Visited the University of Madison Wisconsin for four months, 2013.

I was awarded a Bogue Fellowship in November 2013 which paid for a five month stay at UW Madison. My stay in Madison was very productive and I learned a variety of new techniques and gained interesting insight in the research done in my host laboratory. Moreover, I was lucky that my hosting supervisor organized a conference in Madison during my stay and paid for my attendance there which gave me further insight into the research done in my field.

I also used some of the money provided by the fellowship to travel in the US. Prior to my arrival, I spent a week in New York which was a really great experience. The weekend of the 4th July I visited Chicago and enjoyed the famous Chicago deep dish pizza and hot dogs and of course I also didn’t miss the great fireworks for the Independence Day celebrations.

My stay in the US was not only a very productive in respect my work done in the laboratory but it was also a valuable experience on a personal level and an opportunity that I really don’t want to miss.

PhD student in Cognative Neuroscience and Neuropsychiatry at the UCL ICH. Learned advanced neuroimaging techinques to investigate patterns of functional plasticity in typically and atypically developing brains in children.

Visited the Children's National Medical Centre, Washington, for 3 months, 2011.

I was awarded a Bogue Research Fellowship in the first year of my PhD to visit a research group in Washington DC, who specialised in research methods crucial for my own work.

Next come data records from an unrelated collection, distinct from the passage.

PR #1298, opened 2023-02-10
gtk4: Use correct length for the `StrV` when passing to C

sdroege:
C doesn't want the `NUL`-terminator to be counted.

----

CC @pbor Can you check all your commits for the same bug?

Maybe the API should be changed to not return the `NULL` pointer at the end, but only return a slice of the valid elements (while still keeping the `NULL` pointer behind the last element). Opinions? Also @jf2048?


jf2048:
> Maybe the API should be changed to not return the `NULL` pointer at the end, but only return a slice of the valid elements (while still keeping the `NULL` pointer behind the last element). Opinions?

That would make sense and be consistent with `GStr`/`GString`, is there any problem with doing that?

sdroege:
No, only that it would change the API and has to wait until the next release

PR #1305, opened 2023-02-15
examples: add gtk4 femtovg example

jf2048:
This has been requested a few times in the matrix channel, should be stable enough to upstream now


bilelmoussaoui:
The code looks good but the screenshot doesn't :) would you mind fixing that?

jf2048:
Whoops, that was https://gitlab.gnome.org/GNOME/gnome-shell/-/issues/6050

PR #1333, opened 2023-03-17
Remove mention of "clear_button" in the book

zekefast:
I assume "clear_button" was used in some earlier iterations of "todo_2" application. At the moment menu item is used for this purpose.
So, it make sense to remove its mentions from the text.


Hofer-Julian (approved):
Good catch, thank you!

zekefast:
Wow! It was merged quite fast! Thank you for the awesome book!

PR #1336, opened 2023-03-17
Change xml code block to diff in "Adapt Todo App".

zekefast:
# Overview

In order to signify addition of styles in [Adapt Todo App](https://gtk-rs.org/gtk4-rs/stable/latest/book/css.html#adapt-todo-app) of 14th chapter it probably worth to change code block type from `xml` to `diff` like it was done in other places e.g. [chapter 13](https://github.com/gtk-rs/gtk4-rs/blame/master/book/src/todo_2.md#L26).


Hofer-Julian (approved):
Thanks!

PR #1342, opened 2023-03-24
Update per glib::ControlFlow addition

bilelmoussaoui:
Depends on https://github.com/gtk-rs/gtk-rs-core/pull/1066


bilelmoussaoui:
Already handled.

Three months flew by; I learnt new analysis techniques, shadowed neurologists and neuropsychologists, presented work at lab meetings, attended training sessions, visited the National Institutes of Health and participated in clinical meetings. However, what I found most valuable was the opportunity to experience working in a different setting, with new colleagues. Adapting to a new environment built my confidence as an independent researcher; it forced me to take on new responsibilities, showed me new ways of thinking, and pushed me beyond my comfort zone.

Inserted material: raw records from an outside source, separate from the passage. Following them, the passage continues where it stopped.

PR #1348, opened 2023-03-27
gtk4-macros: Support blueprint files in CompositeTemplate

yuraiz:
That PR allows to refer to blueprint files using path related to `CARGO_MANIFEST_DIR`
I'm not sure how effective that implementation is, but I don't think I can do much better without 
[`proc_macro::Span::source_file`](https://doc.rust-lang.org/proc_macro/struct.Span.html#method.source_file)
Maybe I can make a simple file search to allow setting files without full path

image

### DIFF
--- a/gtk4-macros/src/composite_template_derive.rs
+++ b/gtk4-macros/src/composite_template_derive.rs
@@ -17,12 +17,28 @@ use crate::{attribute_parser::*, util::*};
 
 fn gen_set_template(source: &TemplateSource, crate_ident: &proc_macro2::Ident) -> TokenStream {
     match source {
-        TemplateSource::File(file) => quote! {
-            #crate_ident::subclass::widget::WidgetClassSubclassExt::set_template_static(
-                klass,
-                include_bytes!(#file),
-            );
-        },
+        TemplateSource::File(file) => {
+            let template = if file.ends_with(".blp") {
+                if cfg!(feature = "blueprint") {
+                    quote! {
+                        #crate_ident::gtk4_macros::include_blueprint!(#file).as_bytes()
+                    }
+                } else {
+                    panic!("blueprint feature is disabled")
+                }
+            } else {
+                quote! {
+                    include_bytes!(#file)
+                }
+            };
+
+            quote! {
+                #crate_ident::subclass::widget::WidgetClassSubclassExt::set_template_static(
+                        klass,
+                        #template,
+                );
+            }
+        }
         TemplateSource::Resource(resource) => quote! {
             #crate_ident::subclass::widget::WidgetClassSubclassExt::set_template_from_resource(
                 klass,
--- a/gtk4-macros/src/lib.rs
+++ b/gtk4-macros/src/lib.rs
@@ -15,6 +15,49 @@ use proc_macro::TokenStream;
 use proc_macro_error::proc_macro_error;
 use syn::{parse_macro_input, DeriveInput};
 
+/// That macro includes and compiles blueprint file by path relative to project rood
+///
+/// It expected to run inside composite_template_derive, not by users
+#[cfg(feature = "blueprint")]
+#[proc_macro]
+pub fn include_blueprint(input: TokenStream) -> TokenStream {
+    use quote::quote;
+
+    let tokens: Vec<_> = input.into_iter().collect();
+
+    if tokens.len() != 1 {
+        panic!("File name not found");
+    }
+
+    let root = std::env::var("CARGO_MANIFEST_DIR").unwrap_or_else(|_| ".".into());
+
+    let file_name = tokens[0].to_string();
+    let file_name = file_name.trim();
+    let file_name = &file_name[1..file_name.len() - 1];
+
+    let path = std::path::Path::new(&root).join(file_name);
+
+    if !path.exists() {
+        panic!("{path:?} not found");
+    }
+
+    let path = path.to_string_lossy().to_string();
+
+    let template = blueprint::compile_blueprint(
+        std::fs::read_to_string(&path)
+            .unwrap_or_else(|err| panic!("{err}"))
+            .as_bytes(),
+    )
+    .unwrap();
+
+    quote!({
+        // Compiler reruns macro if file changed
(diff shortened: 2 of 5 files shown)


gtk4-macros/src/lib.rs
```diff
@@ -5,8 +5,6 @@
 //! The crate aims to provide useful macros to use with the GTK 4 Rust bindings.
 
 mod attribute_parser;
-#[cfg(feature = "blueprint")]
-mod blueprint;
```
bilelmoussaoui, line 9: Why this change?

yuraiz: I can't export functions from gt4-macros. I'll revert this back 'cause I actually need to use a proc macro

gtk4-macros/src/composite_template_derive.rs
```diff
@@ -17,12 +17,24 @@ use crate::{attribute_parser::*, util::*};
...
+                    );
+                };
+            }
+
+            quote! {
+                #crate_ident::subclass::widget::WidgetClassSubclassExt::set_template_static(
+                    klass,
+                    include_bytes!(#file),
+                );
+            }
```
bilelmoussaoui, line 36:
```suggestion
            if file.ends_with(".blp") {
                quote! {
                    #crate_ident::subclass::widget::WidgetClassSubclassExt::set_template_static(
                        klass,
                        #crate_ident::gtk4_macros::include_blueprint!(#file).as_bytes(),
                    );
                }
            } else {
                quote! {
                    #crate_ident::subclass::widget::WidgetClassSubclassExt::set_template_static(
                        klass,
                        include_bytes!(#file),
                    );
                }
            }
```

gtk4-macros/src/lib.rs
```diff
@@ -15,6 +15,49 @@ use proc_macro::TokenStream;
...
+/// It expected to run inside composite_template_derive, not by users
+#[cfg(feature = "blueprint")]
+#[proc_macro]
+pub fn include_blueprint(input: TokenStream) -> TokenStream {
+    use quote::quote;
+
+    let tokens: Vec<_> = input.into_iter().collect();
+
+    if tokens.len() != 1 {
+        panic!("File name not found");
```
bilelmoussaoui, line 29: Not sure if the panics here are macros friendly. cc @GuillaumeGomez @jf2048

bilelmoussaoui:
Please add an entry to https://github.com/gtk-rs/gtk4-rs/blob/master/CHANGELOG.md#unreleased with potentially an example as well as mentioning at https://github.com/gtk-rs/gtk4-rs/blob/master/gtk4-macros/src/lib.rs#L90 that blueprint feature can be used with both string & file but not with resource.

gtk4-macros/src/lib.rs
yuraiz: [`pest_derive`](https://docs.rs/pest_derive/latest/src/pest_derive/lib.rs.html#322-325) calls [`derive_parser`](https://docs.rs/pest_generator/2.5.7/src/pest_generator/lib.rs.html#43-109) from `pest_generator` that panics

GuillaumeGomez: No they're not. You're supposed to return an error so people have an idea where it crashed and why. If the crate used panics, then another crate is needed.

GuillaumeGomez: Then don't use `anyhow` either. A proc macro is supposed to return a `TokenStream`, so if you encounter an error, you generate a `TokenStream` containing the right span and `compile_error!` with the correct message.

You can find an example [here](https://github.com/gtk-rs/gtk-rs-core/blob/master/glib-macros/src/clone.rs#L67).

yuraiz: That macro is called inside [`gen_set_template`](https://github.com/gtk-rs/gtk4-rs/pull/1348/files#:~:text=%23crate_ident%3A%3Agtk4_macros%3A%3Ainclude_blueprint!(%23file).as_bytes()) and I can't get correct span inside it, so there's no difference between `abort_call_site` and `compile_error!`

image
image

gtk4-macros/src/lib.rs
```diff
@@ -15,6 +15,51 @@ use proc_macro::TokenStream;
 use proc_macro_error::proc_macro_error;
 use syn::{parse_macro_input, DeriveInput};
 
+/// That macro includes and compiles blueprint file by path relative to project rood
+///
+/// It expected to run inside composite_template_derive, not by users
+#[cfg(feature = "blueprint")]
+#[proc_macro]
+#[proc_macro_error]
+pub fn include_blueprint(input: TokenStream) -> TokenStream {
```
bilelmoussaoui, line 24:
```suggestion
#[doc(hidden)]
pub fn include_blueprint(input: TokenStream) -> TokenStream {
```
To avoid people finding about it and misusing it

bilelmoussaoui:
Would you mind rebasing / fixing the remaining issues? I would like to get this in for the next release

yuraiz:
> Would you mind rebasing / fixing the remaining issues? I would like to get this in for the next release

Ok, I'll do that tomorrow

yuraiz:
What about using search like that https://github.com/yuraiz/gtk4-rs/commit/959adb41c7a3d7f5bace56f8b23b08c6eef24c70?

bilelmoussaoui:
> What about using search like that [yuraiz/gtk4-rs@blueprint...yuraiz:gtk4-rs:file-search-test](https://github.com/yuraiz/gtk4-rs/compare/blueprint...yuraiz:gtk4-rs:file-search-test)?

Looks too magical for the end-user to figure out the behavior. I would leave that feature out, for now at least.

bilelmoussaoui:
> What about using search like that [yuraiz/gtk4-rs@blueprint...yuraiz:gtk4-rs:file-search-test](https://github.com/yuraiz/gtk4-rs/compare/blueprint...yuraiz:gtk4-rs:file-search-test)?

Looks too magical for the end-user to figure out the behavior. I would leave that feature out, for now at least.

My experiences outside the lab were just as enriching and rewarding. I had the opportunity to experience living in another country, which meant moving beyond the usual tourist sites and getting a real feel for American culture.

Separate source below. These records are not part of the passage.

PR #1361, opened 2023-04-08
gtk: Implement convenience traits for StringObject

### LINKED ISSUE #1360: Implement convenience traits for StringObject
Things like `impl From<StringObject> for String`  / `impl From<StringObject> for GString`  & so on.

bilelmoussaoui:
Sadly we can't have AsRef/Deref implemented as well :(

Fixes #1360

### DIFF
--- a/gtk4/src/string_object.rs
+++ b/gtk4/src/string_object.rs
@@ -1,0 +1,97 @@
+// Take a look at the license at the top of the repository in the LICENSE file.
+
+use crate::StringObject;
+use glib::{GStr, GString};
+
+impl From<StringObject> for String {
+    #[inline]
+    fn from(value: StringObject) -> Self {
+        skip_assert_initialized!();
+        Self::from(&value)
+    }
+}
+
+impl From<StringObject> for GString {
+    #[inline]
+    fn from(value: StringObject) -> Self {
+        skip_assert_initialized!();
+        Self::from(&value)
+    }
+}
+
+impl<'a> From<&'a StringObject> for String {
+    #[inline]
+    fn from(value: &'a StringObject) -> Self {
+        skip_assert_initialized!();
+        value.string().to_string()
+    }
+}
+
+impl<'a> From<&'a StringObject> for GString {
+    #[inline]
+    fn from(value: &'a StringObject) -> Self {
+        skip_assert_initialized!();
+        value.string()
+    }
+}
+
+impl From<String> for StringObject {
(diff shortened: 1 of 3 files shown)


gtk4/src/string_object.rs
```diff
@@ -0,0 +1,59 @@
+// Take a look at the license at the top of the repository in the LICENSE file.
+
+use crate::StringObject;
+use glib::{GStr, GString};
+
+impl From<StringObject> for String {
```
sdroege, line 6:
```suggestion
impl<'a> From<&'a StringObject> for String {
```

etc? Or maybe in addition? There's no reason to consume the object here

gtk4/src/string_object.rs
```diff
@@ -0,0 +1,59 @@
...
+}
+
+impl From<StringObject> for GString {
+    #[inline]
+    fn from(value: StringObject) -> Self {
+        value.string()
+    }
+}
+
+impl From<String> for StringObject {
```
sdroege, line 20:
```suggestion
impl<'a> From<&String> for StringObject {
```

in addition (and also for `GString`). It's usually covered by the `&str` / `&GStr` impls but not in every situation.

gtk4/src/string_object.rs
bilelmoussaoui: I added that in addition, thanks

gtk4/src/string_object.rs
```diff
@@ -0,0 +1,97 @@
+// Take a look at the license at the top of the repository in the LICENSE file.
+
+use crate::StringObject;
+use glib::{GStr, GString};
+
+impl From<StringObject> for String {
+    #[inline]
+    fn from(value: StringObject) -> Self {
+        assert_initialized_main_thread!();
```
sdroege, line 9:
```suggestion
        skip_assert_initialized!();
```

You can only get a `StringObject` after initialization. Also below

gtk4/src/string_object.rs
```diff
@@ -0,0 +1,97 @@
...
+    fn from(value: &'a StringObject) -> Self {
+        assert_initialized_main_thread!();
+        value.string()
+    }
+}
+
+impl From<String> for StringObject {
+    #[inline]
+    fn from(value: String) -> Self {
+        assert_initialized_main_thread!();
```
sdroege, line 41: Also here skip, because `Self::new()` already has the very same assertion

Overall I’d say the Bogue Research Fellowship was the most valuable part of my PhD, and certainly the sharpest learning curve! Although I started out with the intention of performing only a time-limited research project, my work with the group in DC expanded and ended up spanning the duration of my PhD, including several trips back to different parts of the states. I now have a published manuscript in one of the top neurology journals as a direct result of the Bogue Fellowship (a critical addition to my CV!). Crucially, the professional relationships fostered by this Fellowship have continued, and I still receive valuable input, guidance and inspiration from my American supervisors (Dr Gaillard and Dr Berl), who I hope to work with for many more years to come.

Andreas Chardimou The Bogue fellowship gave me a unique opportunity for further research in a world-leading laboratory on a topic that is central to my PhD thesis: cerebral amyloid angiopathy, a common disease of the small vessels in the brain that causes haemorrhage and cognitive decline. The Bogue scheme supported me spending two months in the Cerebral Amyloid Angiopathy research laboratory in Harvard Medical School (USA), the world-wide recognized leading authority on the causes, diagnosis, and treatment of cerebral amyloid angiopathy. During this time I had access to this group’s unique breadth of expertise, data and facilities in order to undertake a specific research project. The overall aim of the project was to explore novel imaging markers of cerebral amyloid angiopathy using MRI and pathology data of patients. My time there was extremely fruitful and productive and established a collaboration and links with this group and UCL far beyond the current project. I believe this fellowship is a valuable opportunity for young researchers to pursue their academic careers, and to transfer new skills. I feel that the whole experience had a big impact in further developing my career, making new friends and collaborators, and overall enriching my PhD research.